Barron a una multitud de obispos y líderes católicos reunidos un 4 de julio en
una conferencia titulada “Equipando Evangelizadores”, realizada en Orlando, en
el estado de Florida.
El Obispo, con
más de 15 años de experiencia en la evangelización, dijo que existen 3 desafíos
y 3 oportunidades que los evangelizadores católicos enfrentan hoy y deben tomar
en cuenta.
1. Primer reto:
El cientificismo
De acuerdo con
Mons. Barron, el compromiso de la cultura con el “cientificismo” o creencia
filosófica de que el único conocimiento valioso es el conocimiento científico,
es uno de los grandes retos que enfrentan hoy los evangelizadores.
“Permítanme ser
claro: la Iglesia Católica no tiene nada en contra de las ciencias, la Iglesia
apoya la ciencias. Lo que la Iglesia se opone es al cientificismo o la
reducción de todo conocimiento a la forma científica del conocimiento”, afirmó.
Luego aseguró
que el cientificismo no se puede descubrir a través del método científico.

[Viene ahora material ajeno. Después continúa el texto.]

PR #6440, opened 2026-05-30
librz/cons/histogram: revamp visual horizontal histogram (#6365, #4431)

### LINKED ISSUE #4431: rizin 0.8.0 Segfault p==v
### Work environment

| OS/arch/bits (mandatory)                             | Linux Mint 21.1 x64
| `rizin -v` full output, **not truncated** (mandatory)  | rizin 0.8.0 @ linux-x86-64 commit: 73d85d270a81c8c42c1b8e601d167ce2ad93157f

### Expected behavior
Working command

### Actual behavior
Segfault

```
truncate -s 8000M zeros; rizin -c 'p==v; q!!' zeros
```

### Additional Info
The segfault appears to happen **reproducible** at a given boundary of file size.
The file size appears to be **dependent however on the environment** that rizin is run in.
I searched for the file size using weighted binary search and found the following sizes to be the smallest file size that still results in a segfault:

|Byte|MiB|KiB|when running in
|-|-|-|-
|849314816 | ~ 809.9...  |  829409 | terminal
|846644224 | ~ 807.4...  | 826801 | ide
|847307776 | ~ 808.0...  | 827449 | ide terminal

### LINKED ISSUE #6365: Visual horizontal histogram mode improvements
Lets take `rizin-testbins/elf/busybox-powerpc`.
If we check the entropy histogram (`p==e`) it shows this:

Image

But if we run the visual mode (`p==ev`) that allows scrolling, vital information is missing:
- [ ] No vertical ruler indicating values (see also https://github.com/rizinorg/rizin/issues/5290)
- [ ] No horizontal ruler indicating where we are (apart from the red line - cursor)
- [ ] It would be nice to show the percentage in the right bottom corner as well
- [ ] Somehow it misses half of the diagram
- [ ] I think it would make sense to show also the minimap at the top.

Image

notxvilka:

**Detailed description**

This rewrites the look of the interactive horizontal histogram in Rizin - the output of `p==v`, `p==ev`, `p==mv`, `p==0v`, `p==fv`, `p==pv`, `p==zv`, `p==Sv` and the analysis-based interactive variants. It is built on top of the static histogram so it reuses the RzHistogramOptions struct and its helpers.

Five sub-tasks from #6365:
  - Context-aware vertical ruler with up to 5 anchor labels (top, bottom, quarter, half, three-quarter) honouring opts->value_min..value_max, value_precision, value_scale and value_unit. Reuses the static helpers compute_ruler_gutter, render_ruler_gutter, label_value_at and select_ruler_label_rows so visual and static stay consistent.
  - X-axis byte-offset ruler at the bottom: `^` ticks every (addr_w + 3) cols followed by absolute byte offsets computed from opts->offpos + realj * blocksize.
  - Cursor offset + percentage shown right-aligned on the status line, with "Index N data V" on the left.
  - Top minimap: Unicode block characters (▁▂▃▄▅▆▇█) for the density of each slice of the whole data, plus a ┏━━━┓ window indicator showing the visible slice. Always rendered when the new `scr.hist.minimap` config is true. When the terminal is wide (hist->w > 200) the minimap shrinks by 43 columns to make room for a two-line `px 0x20`-style hex preview panel on the right showing the 32 bytes at the cursor's file offset. Each byte is wrapped in its px-style colour code (b0x00 / b0x7f / b0xff / btext / other) when opts->color is set, matching rz_print's rz_print_byte_color exactly. A trailing safety pad keeps the canvas from clipping the last byte of the first hex row.
  - Missing-half bug on `p==v` when the cursor is at offset 0 fixed by clamping `adder` to [0, histogramwidth - span]. The old expression `barnumber + 1 - histogramwidth/(zoom*2)` was always negative for the default barnumber=0, causing the rendering loop to read `data[-N]` (segfault on large files, missing left half on small ones).

Cursor visibility:
  - The cursor column is drawn as a CONTINUOUS vertical line connecting two plain markers at the top and bottom, ALWAYS exactly one character wide. The line itself uses the dedicated `wordhl` palette colour (default red background, configurable via `ec wordhl ...`), drawn on every chart row so the cursor is always a full-height vertical strip. The markers (`▼` at the top and `▲` at the bottom, or ASCII `v` / `^` when scr.utf8=false) are intentionally left un-highlighted so they read as a clean pair of arrows pointing at the cursor column.
  - The cursor screen column is computed up-front (j_cursor) by inverting the data-to-column map (rel * zoom * width / histogramwidth). Two distinct widening bugs are avoided this way:
      1. sizeofonebar > 1 (high zoom) - each data index spans several screen columns; only j == j_cursor && kbar == 0 renders as the cursor, the remaining kbar columns fall through to the gradient.
      2. histogramwidth < width (chart much wider than data) - several adjacent screen columns map to the same data index via integer truncation; only the j_cursor column may render as the cursor.

Interactive keybindings & live config:
  - The `:` hotkey drops into rz_core_visual_prompt_input, matching the rest of Rizin's visual modes. Lets the user run arbitrary rizin commands without leaving the histogram.
  - The `?` help text now uses the same colour-coded format as the visual / visual-bit-editor modes (rz_core_visual_append_help with pal.args for keys and pal.help for descriptions), shown via rz_cons_less_str.
  - The config-driven opts (scr.hist.minimap, scr.hist.block, scr.utf8, scr.color, hex.offset) are re-read on every redraw via refresh_visual_opts_from_config, so `:` `e scr.hist.minimap=true` <Enter> takes effect immediately without having to quit and re-enter. The canvas's `color` field is refreshed alongside so `scr.color` changes take effect on the same redraw.

Hex preview panel:
  - When the terminal is wide (hist->w > 200) and the minimap is enabled, the visual mode shows a two-line hex preview on the right of the minimap rows: 32 bytes at the cursor's file offset, formatted as 8 pairs of 2 bytes separated by spaces (`abcd ef00 1234 5678 ...`), matching `px 0x20` minus the header / offsets / ASCII column. The bytes are fetched live via rz_io_read_at_mapped each redraw, so moving the cursor (`h` / `l`) updates the preview.
  - Each byte gets its px-style colour code: green for 0x00, red for 0xff, yellow for 0x7f, btext (white) for printable ASCII, "other" (magenta) for non-printable. Mirrors rz_print_byte_color so the histogram preview reads consistently with `px`.
  - A trailing safety pad keeps the canvas from clipping the last hex byte of the first row (a side effect of UTF-8 minimap glyphs interacting with the canvas's width tracking when the row fills the canvas exactly).
  - Implemented via two new fields on RzHistogramInteractive (`cursor_bytes`, `cursor_bytes_len`) that the caller fills in just before the render call and clears right after. The minimap helper grows two extra parameters that the visual function passes through; when the panel is disabled (narrow terminal, no cursor_bytes, or shrinking the minimap would leave it < 40 cols) the helper falls back to the previous full-width minimap.

Closes #4431 in full:
  - The negative-offset crash above is the immediate segfault from the bug report.
  - `print_histogram_bytes` now samples one byte per block instead of reading nblocks contiguous bytes from core->offset. For an 8 GB file shown across 80 bars the original code rendered the first 80 bytes of the file; the new code samples at offsets brange->from + i * blocksize so the chart represents the full span.
  - The inner `int i` in the column-aggregation loop is renamed to `k` to drop the shadow over the outer `size_t i`.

“¿Dónde se comprobó empíricamente que solo el conocimiento científico es
valioso? El cientificismo es una posición filosófica y por lo tanto se
autorrefuta. Cuando nosotros (como cultura) nos aislamos de todas las
referencias a lo trascendente, hacemos daño al corazón humano, hacemos daño al
espíritu humano”, expresó.
2. Segundo
reto: la cultura del “whatever” (da igual)
“Si no existe
una verdad objetiva, ningún valor objetivo, lo que produce es una cultura de
‘da igual’”, dijo el Obispo.
Luego, aseguró
que las verdades objetivas y valores forman una base sólida que “nos envía a la
misión”, señalando un ejemplo utilizado por el Beato John Henry Newman, quien
dijo que un río recibe su energía y vigor desde una base sólida.
“Nuestra
sociedad hoy es como un gran lago perezoso, todos nosotros flotando
individualmente, tolerándose el uno al otro, no entrando en el camino del otro,
sin energía, sin propósito”, aseguró, añadiendo que una vez que las personas se
sostienen del “poder de Dios, sabes adónde ir y lo haces con energía”.
3. Tercer reto:
La cultura de la autodeterminación
Lo que una vez
fue una frenética idea filosófica conocida como voluntarismo, que surgió de
filósofos como Nietzsche y otros existencialistas recientes, es ahora un
pensamiento dominante entre la generación de millennials en Estados Unidos,
dijo Mons. Barron.
En ese sentido,
señaló que “la creencia central de esta filosofía, ampliamente aceptada por los
jóvenes, es que la libertad define la identidad”.
Pero al
evangelizar, dijo el Prelado, se dice: “tu vida no es sobre ti, tu vida no
depende de ti. Recuerda la expresión de San Pablo: ya no soy yo quien vive,
sino Cristo quien vive mí. Cuando has sido tomado por el poder de Jesucristo,
el pequeño drama del ego queda sin importancia”.
En la segunda
parte de la conferencia, Mons. Barron presentó 3 oportunidades de
evangelización basadas en la verdad, bondad y belleza.
1. Primera
oportunidad: Una verdad inteligente
El Obispo
sostuvo que “somos una religión inteligente” e instó “a catequistas,
apologistas y evangelistas a dotarse de una buena comprensión de uno de los
grandes argumentos de la existencia de Dios” debido a que “los jóvenes, a
menudo, no tienen una sólida comprensión de Dios más allá de una vaga e
irrelevante deidad”.
Su argumento
favorito se basa en la contingencia, es decir, que la existencia fluye de Dios,
y todo en el mundo obtiene su existencia de Él, porque nada se creó a sí mismo:
“El Dios del que estoy hablando sostiene el universo entero momento a momento
de la manera en que un cantante sostiene una canción. La creación continua: ese
es el Dios del que la Iglesia habla”.
2. Segunda
oportunidad: La bondad de los verdaderos católicos
Cuando la vida
cristiana se abraza completa y radicalmente, su bondad se destaca en el mundo,
sostuvo el Prelado.
En ese sentido,
indicó que el mejor ejemplo en el siglo XX fue el de la Madre Teresa de
Calcuta, que evangelizó el mundo con un testimonio radical de bondad, cuidando
indiscriminadamente a otros.
“A lo largo de
la historia de la Iglesia, la bondad y la radicalidad de la vida cristiana
atrajeron la atención del mundo. Necesitamos recuperar lo que todos los grandes
santos encontraron: esta forma espléndidamente radical de vida cristiana.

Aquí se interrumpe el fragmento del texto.